BEGIN Exercise material

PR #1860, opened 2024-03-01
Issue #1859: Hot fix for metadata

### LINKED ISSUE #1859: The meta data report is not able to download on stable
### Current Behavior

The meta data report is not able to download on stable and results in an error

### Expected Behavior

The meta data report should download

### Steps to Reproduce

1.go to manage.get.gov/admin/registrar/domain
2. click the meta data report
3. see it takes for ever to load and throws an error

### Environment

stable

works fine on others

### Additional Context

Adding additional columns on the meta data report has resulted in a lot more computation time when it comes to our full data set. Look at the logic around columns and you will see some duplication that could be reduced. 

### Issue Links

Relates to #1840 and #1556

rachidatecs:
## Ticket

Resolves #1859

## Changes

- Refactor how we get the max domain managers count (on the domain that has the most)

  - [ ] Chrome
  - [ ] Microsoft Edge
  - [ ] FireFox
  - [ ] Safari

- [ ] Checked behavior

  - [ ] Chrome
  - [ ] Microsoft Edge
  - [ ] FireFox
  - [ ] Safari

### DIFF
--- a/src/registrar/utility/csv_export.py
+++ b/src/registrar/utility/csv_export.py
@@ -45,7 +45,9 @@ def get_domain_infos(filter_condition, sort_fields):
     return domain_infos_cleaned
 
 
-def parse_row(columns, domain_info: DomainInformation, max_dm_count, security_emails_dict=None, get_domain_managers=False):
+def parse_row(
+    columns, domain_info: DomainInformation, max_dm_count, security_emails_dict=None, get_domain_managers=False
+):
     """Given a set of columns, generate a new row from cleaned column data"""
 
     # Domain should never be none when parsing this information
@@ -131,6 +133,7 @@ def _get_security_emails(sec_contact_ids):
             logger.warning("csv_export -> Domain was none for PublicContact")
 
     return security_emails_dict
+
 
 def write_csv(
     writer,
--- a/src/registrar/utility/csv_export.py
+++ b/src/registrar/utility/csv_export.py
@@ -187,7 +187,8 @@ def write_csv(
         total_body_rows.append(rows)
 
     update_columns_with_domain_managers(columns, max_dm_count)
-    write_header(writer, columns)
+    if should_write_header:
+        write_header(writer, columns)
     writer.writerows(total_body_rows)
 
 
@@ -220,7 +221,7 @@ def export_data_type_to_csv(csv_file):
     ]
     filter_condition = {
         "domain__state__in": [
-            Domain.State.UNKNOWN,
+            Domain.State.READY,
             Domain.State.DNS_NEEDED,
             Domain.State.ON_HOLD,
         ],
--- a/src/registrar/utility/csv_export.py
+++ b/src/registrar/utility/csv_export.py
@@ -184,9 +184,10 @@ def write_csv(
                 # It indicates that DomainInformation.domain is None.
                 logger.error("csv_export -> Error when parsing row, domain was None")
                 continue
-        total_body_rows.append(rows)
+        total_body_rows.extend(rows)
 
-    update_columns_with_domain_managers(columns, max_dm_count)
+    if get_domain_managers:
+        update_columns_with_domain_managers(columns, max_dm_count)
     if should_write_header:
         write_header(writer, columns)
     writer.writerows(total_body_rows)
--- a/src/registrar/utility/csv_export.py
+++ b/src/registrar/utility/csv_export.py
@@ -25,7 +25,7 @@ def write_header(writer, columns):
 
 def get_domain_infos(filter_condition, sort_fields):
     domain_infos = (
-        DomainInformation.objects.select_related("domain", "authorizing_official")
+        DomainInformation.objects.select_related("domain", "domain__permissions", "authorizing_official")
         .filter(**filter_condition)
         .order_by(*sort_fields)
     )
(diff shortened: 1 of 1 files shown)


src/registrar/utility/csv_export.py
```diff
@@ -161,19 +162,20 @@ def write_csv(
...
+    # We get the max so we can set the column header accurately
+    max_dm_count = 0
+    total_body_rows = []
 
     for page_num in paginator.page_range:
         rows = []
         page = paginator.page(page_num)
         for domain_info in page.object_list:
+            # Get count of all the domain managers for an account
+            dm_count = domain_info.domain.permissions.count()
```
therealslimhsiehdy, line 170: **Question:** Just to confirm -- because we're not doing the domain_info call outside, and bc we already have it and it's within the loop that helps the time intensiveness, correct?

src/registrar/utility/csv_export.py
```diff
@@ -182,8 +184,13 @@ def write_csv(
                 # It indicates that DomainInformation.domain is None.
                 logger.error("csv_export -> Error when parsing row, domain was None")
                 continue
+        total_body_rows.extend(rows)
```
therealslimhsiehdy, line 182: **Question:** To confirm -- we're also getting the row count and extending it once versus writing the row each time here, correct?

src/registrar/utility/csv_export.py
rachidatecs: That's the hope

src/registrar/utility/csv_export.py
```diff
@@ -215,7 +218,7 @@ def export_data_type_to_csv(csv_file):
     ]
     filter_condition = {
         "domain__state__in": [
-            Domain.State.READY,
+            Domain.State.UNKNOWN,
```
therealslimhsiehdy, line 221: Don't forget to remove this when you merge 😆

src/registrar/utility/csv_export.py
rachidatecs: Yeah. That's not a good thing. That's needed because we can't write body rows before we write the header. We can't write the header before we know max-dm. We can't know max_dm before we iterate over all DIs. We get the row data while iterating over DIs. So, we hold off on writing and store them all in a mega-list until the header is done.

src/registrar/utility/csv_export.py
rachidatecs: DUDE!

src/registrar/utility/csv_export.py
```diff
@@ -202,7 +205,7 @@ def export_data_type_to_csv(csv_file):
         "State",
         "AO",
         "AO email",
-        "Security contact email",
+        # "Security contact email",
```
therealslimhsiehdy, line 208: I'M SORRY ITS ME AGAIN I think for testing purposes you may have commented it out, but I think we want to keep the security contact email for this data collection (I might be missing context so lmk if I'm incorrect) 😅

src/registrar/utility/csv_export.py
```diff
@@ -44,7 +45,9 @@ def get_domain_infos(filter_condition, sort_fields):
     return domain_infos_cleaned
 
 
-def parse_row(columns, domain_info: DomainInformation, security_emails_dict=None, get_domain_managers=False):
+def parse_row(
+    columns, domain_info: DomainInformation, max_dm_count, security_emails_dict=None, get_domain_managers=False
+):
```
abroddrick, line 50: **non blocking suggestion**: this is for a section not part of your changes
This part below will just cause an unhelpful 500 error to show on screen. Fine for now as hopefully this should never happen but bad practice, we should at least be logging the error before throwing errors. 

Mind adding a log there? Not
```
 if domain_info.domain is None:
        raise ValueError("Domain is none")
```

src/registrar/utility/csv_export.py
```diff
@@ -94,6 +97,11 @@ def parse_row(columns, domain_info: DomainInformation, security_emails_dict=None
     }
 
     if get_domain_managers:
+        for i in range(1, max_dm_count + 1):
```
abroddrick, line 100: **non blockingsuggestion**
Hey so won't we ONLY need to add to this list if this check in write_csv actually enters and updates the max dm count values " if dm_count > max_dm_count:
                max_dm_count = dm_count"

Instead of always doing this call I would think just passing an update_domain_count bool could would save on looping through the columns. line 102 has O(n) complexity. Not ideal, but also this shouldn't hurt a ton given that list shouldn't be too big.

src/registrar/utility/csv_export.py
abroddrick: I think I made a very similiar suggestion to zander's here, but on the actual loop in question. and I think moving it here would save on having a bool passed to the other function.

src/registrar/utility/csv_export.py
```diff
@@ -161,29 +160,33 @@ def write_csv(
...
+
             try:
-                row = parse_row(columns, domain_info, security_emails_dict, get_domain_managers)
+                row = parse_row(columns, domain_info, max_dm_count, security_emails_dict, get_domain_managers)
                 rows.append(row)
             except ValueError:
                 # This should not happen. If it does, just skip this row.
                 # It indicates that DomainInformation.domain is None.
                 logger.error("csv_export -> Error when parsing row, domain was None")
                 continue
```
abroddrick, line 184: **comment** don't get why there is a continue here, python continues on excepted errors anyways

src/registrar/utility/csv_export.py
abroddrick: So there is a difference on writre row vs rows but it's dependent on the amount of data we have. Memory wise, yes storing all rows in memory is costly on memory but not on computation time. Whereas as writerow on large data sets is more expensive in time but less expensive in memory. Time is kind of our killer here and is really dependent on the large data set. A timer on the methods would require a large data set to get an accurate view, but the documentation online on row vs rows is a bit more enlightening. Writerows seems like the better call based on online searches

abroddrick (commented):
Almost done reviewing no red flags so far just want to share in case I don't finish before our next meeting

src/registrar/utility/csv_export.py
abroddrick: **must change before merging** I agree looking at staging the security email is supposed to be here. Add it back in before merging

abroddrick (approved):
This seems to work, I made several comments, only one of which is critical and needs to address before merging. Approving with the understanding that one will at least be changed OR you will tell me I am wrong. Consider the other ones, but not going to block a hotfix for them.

END Exercise material
BEGIN Exercise material

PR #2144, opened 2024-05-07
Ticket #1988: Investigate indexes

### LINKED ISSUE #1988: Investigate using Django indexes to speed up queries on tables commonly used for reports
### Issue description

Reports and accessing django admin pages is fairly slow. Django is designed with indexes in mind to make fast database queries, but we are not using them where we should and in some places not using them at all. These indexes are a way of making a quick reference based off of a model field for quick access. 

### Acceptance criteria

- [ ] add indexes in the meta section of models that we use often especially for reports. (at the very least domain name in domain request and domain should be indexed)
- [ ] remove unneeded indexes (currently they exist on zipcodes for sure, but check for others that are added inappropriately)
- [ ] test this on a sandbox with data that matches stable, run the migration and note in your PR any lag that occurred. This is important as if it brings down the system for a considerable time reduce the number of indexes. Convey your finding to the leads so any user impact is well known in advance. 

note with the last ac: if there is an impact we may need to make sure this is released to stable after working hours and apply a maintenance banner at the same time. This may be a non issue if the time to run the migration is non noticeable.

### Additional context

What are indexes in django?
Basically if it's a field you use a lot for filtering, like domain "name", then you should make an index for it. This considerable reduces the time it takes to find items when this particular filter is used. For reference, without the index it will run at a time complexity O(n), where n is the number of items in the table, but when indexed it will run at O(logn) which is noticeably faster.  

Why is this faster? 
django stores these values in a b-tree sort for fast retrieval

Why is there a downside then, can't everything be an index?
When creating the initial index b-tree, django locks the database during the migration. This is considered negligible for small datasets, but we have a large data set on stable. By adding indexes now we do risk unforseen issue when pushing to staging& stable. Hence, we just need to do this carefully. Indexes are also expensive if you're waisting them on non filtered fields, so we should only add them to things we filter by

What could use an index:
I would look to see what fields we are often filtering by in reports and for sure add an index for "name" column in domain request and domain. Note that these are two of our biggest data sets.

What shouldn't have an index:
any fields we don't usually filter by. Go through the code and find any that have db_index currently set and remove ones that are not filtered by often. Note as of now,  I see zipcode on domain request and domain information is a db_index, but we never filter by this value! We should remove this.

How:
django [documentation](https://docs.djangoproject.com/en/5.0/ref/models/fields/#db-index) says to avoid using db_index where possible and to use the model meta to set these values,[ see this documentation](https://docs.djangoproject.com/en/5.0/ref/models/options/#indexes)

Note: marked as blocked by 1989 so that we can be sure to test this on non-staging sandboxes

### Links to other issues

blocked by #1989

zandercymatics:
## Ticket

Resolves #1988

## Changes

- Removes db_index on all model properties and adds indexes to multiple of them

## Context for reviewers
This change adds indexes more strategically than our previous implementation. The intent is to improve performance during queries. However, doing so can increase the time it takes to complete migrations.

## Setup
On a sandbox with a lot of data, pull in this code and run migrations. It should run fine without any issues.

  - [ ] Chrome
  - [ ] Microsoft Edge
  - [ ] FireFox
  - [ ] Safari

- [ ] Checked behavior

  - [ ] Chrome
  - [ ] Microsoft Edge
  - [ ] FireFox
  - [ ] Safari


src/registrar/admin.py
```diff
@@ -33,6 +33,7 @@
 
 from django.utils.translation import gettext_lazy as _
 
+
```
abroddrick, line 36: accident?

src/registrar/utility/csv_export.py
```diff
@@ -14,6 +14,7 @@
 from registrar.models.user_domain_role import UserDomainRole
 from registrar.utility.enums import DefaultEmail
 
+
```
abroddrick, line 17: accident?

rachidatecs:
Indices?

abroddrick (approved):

END Exercise material

### Exercise brief:
Starting at the line that has "django stores these" in the records above, restate word for word every line until the one that has "What shouldn't have", and include that one as well.

### Task output:
django stores these values in a b-tree sort for fast retrieval

Why is there a downside then, can't everything be an index?
When creating the initial index b-tree, django locks the database during the migration. This is considered negligible for small datasets, but we have a large data set on stable. By adding indexes now we do risk unforseen issue when pushing to staging& stable. Hence, we just need to do this carefully. Indexes are also expensive if you're waisting them on non filtered fields, so we should only add them to things we filter by

What could use an index:
I would look to see what fields we are often filtering by in reports and for sure add an index for "name" column in domain request and domain. Note that these are two of our biggest data sets.

What shouldn't have an index:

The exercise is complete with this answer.